# Trouble starting 4stroke high elevations



## aeviaanah (Jul 31, 2013)

Going camping this weekend and I had trouble starting my outboard at this elevation. Motor is 2012 Mercury 15hp 4 stroke. Starts fine at 100ft elevation but takes tons of electric start/pull start to get goin at 5700ft. After I get it goin it seems to run fine. Any suggestions to getting it started easier? Any suggestions would be greatly appreciated.


----------



## nomowork (Jul 31, 2013)

Choke?

I have a three year old Honda four stroke 15hp that always had trouble starting in Mammoth at about 7000-9000 feet elevations. Mine is a pull start and my arm always had a good work out.

Funny thing is that we just came back from Mammoth last week and it started on the first pull every time until the second day when it wouldn't start at all. I have a thread going under motors. I still haven't been able to get it started but am slowly isolating the issue.

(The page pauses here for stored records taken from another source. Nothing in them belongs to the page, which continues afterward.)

PR #1231, opened 2018-11-15
Slice and Page methods support

### LINKED ISSUE #1167: Slice and Page return types are not supported in pagination
Could you please make possible use Slice and Page as return type.
[Spring Data Reference with supported types](https://docs.spring.io/spring-data/jpa/docs/current/reference/html/#repositories.special-parameters)

For example, we have a model:

```
Entity(name = "singers")
public class Singer {

    @Id
    @Field(name = "singer_id")
    private String singerId;

    @Field(name = "first_name")
    private String firstName;
}
```
Datastore repository has a simple search method (with pagination):
```
public interface SingerRepository extends DatastoreRepository<Singer, String> {
    Slice<Singer> findAllByFirstName(String firstName, Pageable pageable);
}
```
An exception occurs after executing this method. List as return type works fine. 

```
Caused by: org.springframework.cloud.gcp.data.datastore.core.mapping.DatastoreDataException: Unable to convert class java.util.ArrayList to class com.example.Singer
	at org.springframework.cloud.gcp.data.datastore.core.convert.TwoStepsConversions.convertOnReadSingle(TwoStepsConversions.java:231) ~[spring-cloud-gcp-data-datastore-1.1.0.BUILD-20181031.173949-140.jar:1.1.0.BUILD-SNAPSHOT]
	at org.springframework.cloud.gcp.data.datastore.core.convert.TwoStepsConversions.convertOnRead(TwoStepsConversions.java:164) ~[spring-cloud-gcp-data-datastore-1.1.0.BUILD-20181031.173949-140.jar:1.1.0.BUILD-SNAPSHOT]
	at org.springframework.cloud.gcp.data.datastore.core.convert.TwoStepsConversions.convertOnRead(TwoStepsConversions.java:105) ~[spring-cloud-gcp-data-datastore-1.1.0.BUILD-20181031.173949-140.jar:1.1.0.BUILD-SNAPSHOT]
	at org.springframework.cloud.gcp.data.datastore.repository.query.PartTreeDatastoreQuery.convertResultCollection(PartTreeDatastoreQuery.java:144) ~[spring-cloud-gcp-data-datastore-1.1.0.BUILD-20181031.173949-140.jar:1.1.0.BUILD-SNAPSHOT]
	at org.springframework.cloud.gcp.data.datastore.repository.query.PartTreeDatastoreQuery.execute(PartTreeDatastoreQuery.java:139) ~[spring-cloud-gcp-data-datastore-1.1.0.BUILD-20181031.173949-140.jar:1.1.0.BUILD-SNAPSHOT]
	at org.springframework.data.repository.core.support.RepositoryFactorySupport$QueryExecutorMethodInterceptor.doInvoke(RepositoryFactorySupport.java:605) ~[spring-data-commons-2.1.2.RELEASE.jar:2.1.2.RELEASE]
	at org.springframework.data.repository.core.support.RepositoryFactorySupport$QueryExecutorMethodInterceptor.lambda$invoke$3(RepositoryFactorySupport.java:595) ~[spring-data-commons-2.1.2.RELEASE.jar:2.1.2.RELEASE]
	at org.springframework.data.repository.core.support.RepositoryFactorySupport$QueryExecutorMethodInterceptor.invoke(RepositoryFactorySupport.java:595) ~[spring-data-commons-2.1.2.RELEASE.jar:2.1.2.RELEASE]
	at org.springframework.aop.framework.ReflectiveMethodInvocation.proceed(ReflectiveMethodInvocation.java:186) ~[spring-aop-5.1.2.RELEASE.jar:5.1.2.RELEASE]
	at org.springframework.data.projection.DefaultMethodInvokingMethodInterceptor.invoke(DefaultMethodInvokingMethodInterceptor.java:59) ~[spring-data-commons-2.1.2.RELEASE.jar:2.1.2.RELEASE]
	at org.springframework.aop.framework.ReflectiveMethodInvocation.proceed(ReflectiveMethodInvocation.java:186) ~[spring-aop-5.1.2.RELEASE.jar:5.1.2.RELEASE]
	at org.springframework.aop.interceptor.ExposeInvocationInterceptor.invoke(ExposeInvocationInterceptor.java:93) ~[spring-aop-5.1.2.RELEASE.jar:5.1.2.RELEASE]
	at org.springframework.aop.framework.ReflectiveMethodInvocation.proceed(ReflectiveMethodInvocation.java:186) ~[spring-aop-5.1.2.RELEASE.jar:5.1.2.RELEASE]
	at org.springframework.data.repository.core.support.SurroundingTransactionDetectorMethodInterceptor.invoke(SurroundingTransactionDetectorMethodInterceptor.java:61) ~[spring-data-commons-2.1.2.RELEASE.jar:2.1.2.RELEASE]
	at org.springframework.aop.framework.ReflectiveMethodInvocation.proceed(ReflectiveMethodInvocation.java:186) ~[spring-aop-5.1.2.RELEASE.jar:5.1.2.RELEASE]
	at org.springframework.aop.framework.JdkDynamicAopProxy.invoke(JdkDynamicAopProxy.java:212) ~[spring-aop-5.1.2.RELEASE.jar:5.1.2.RELEASE]
	at com.sun.proxy.$Proxy64.findAllByLastName(Unknown Source) ~[na:na]
	at com.example.DatastoreRepositoryExample.lambda$commandLineRunner$0(DatastoreRepositoryExample.java:64) [classes/:na]
	at org.springframework.boot.SpringApplication.callRunner(SpringApplication.java:813) [spring-boot-2.1.0.RELEASE.jar:2.1.0.RELEASE]
	... 5 common frames omitted

```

At least you have an electric start!


----------



## aeviaanah (Jul 31, 2013)

It has a choke and I Try to start it in different positions. I haven't been able to figure out which position is best. Is this a flaw or a normal problem with these motors?


----------



## nomowork (Aug 1, 2013)

Carbed motors are very touchy animals in cold and high altitude situations. I usually just pull the choke all the way out to get it running initially. 

My other boat has a two stroke direct injected motor and fires up easily (electric start). 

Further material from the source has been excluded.